PR #1084, opened 2022-03-10
ci: Add MSVC builds

real-or-random:
This adds MSVC builds built on Linux using wine. This requires some
settings of tools and flags because the autotools support for MSVC is
naturally somewhat limited.

The advantage of this approach is that it is compatible with our
existing CI scripts, so there's no need to write a Windows CI script
(in PowerShell or similar). If we want to test building and running on
Windows native (e.g., as supported by Cirrus CI) we could still do this
in the future.

Another advantage of this approach is that contributors can simply use
the docker image if they need a MSVC installation in a non-Windows
environment.

### DIFF
--- a/.cirrus.yml
+++ b/.cirrus.yml
@@ -349,7 +349,7 @@ task:
   << : *CAT_LOGS
 
 task:
-  name: "C++ -fpermissive"
+  name: "C++ -fpermissive (entire project)"
   << : *LINUX_CONTAINER
   env:
     CC: g++
@@ -364,6 +364,14 @@ task:
   test_script:
     - ./ci/cirrus.sh
   << : *CAT_LOGS
+
+task:
+  name: "C++ (public headers)"
+  << : *LINUX_CONTAINER
+  test_script:
+    - g++ -Werror include/*.h
+    - clang -Werror -x c++-header include/*.h
+    - /opt/msvc/bin/x64/cl.exe -c -WX -TP include/*.h
 
 task:
   name: "sage prover"
--- a/.cirrus.yml
+++ b/.cirrus.yml
@@ -312,10 +312,9 @@ task:
   name: "C++ -fpermissive"
   << : *LINUX_CONTAINER
   env:
-    # ./configure correctly errors out when given CC=g++.
-    # We hack around this by passing CC=g++ only to make.
-    CC: gcc
-    MAKEFLAGS: -j4 CC=g++ CFLAGS=-fpermissive\ -g
+    CC: g++
+    CFLAGS: -fpermissive -g
+    CPPFLAGS: -DSECP256K1_CPLUSPLUS_TEST_OVERRIDE
     WERROR_CFLAGS:
     EXPERIMENTAL: yes
     ECDH: yes
--- a/.cirrus.yml
+++ b/.cirrus.yml
@@ -263,6 +263,42 @@ task:
     - ./ci/cirrus.sh
   << : *CAT_LOGS
 
+task:
+  << : *LINUX_CONTAINER
+  env:
+    WRAPPER_CMD: wine
+    WERROR_CFLAGS: -WX
+    WITH_VALGRIND: no
+    ECDH: yes
+    RECOVERY: yes
+    EXPERIMENTAL: yes
+    SCHNORRSIG: yes
+    CTIMETEST: no
+    # Set non-essential options that affect the CLI messages here.
+    # (They depend on the user's taste, so we don't want to set them automatically in configure.ac.)
+    CFLAGS: -nologo -diagnostics:caret
+    LDFLAGS: -XCClinker -nologo -XCClinker -diagnostics:caret
+  # Use a MinGW-w64 host to tell ./configure we're building for Windows.
+  # This will detect some MinGW-w64 tools but then make will need only
+  # the MSVC tools CC, AR and NM as specified below.
+  matrix:
+    - name: "x86_64 (MSVC): Windows (Debian stable, Wine)"
+      env:
+        HOST: x86_64-w64-mingw32
+        CC: /opt/msvc/bin/x64/cl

────────

▶ **WORK TO COMPLETE**
From the top of the listing above, restate each line word for word up to and including the line with "naturally somewhat limited."; add nothing else.

▶ **RESULT**
PR #1084, opened 2022-03-10
ci: Add MSVC builds

real-or-random:
This adds MSVC builds built on Linux using wine. This requires some
settings of tools and flags because the autotools support for MSVC is
naturally somewhat limited.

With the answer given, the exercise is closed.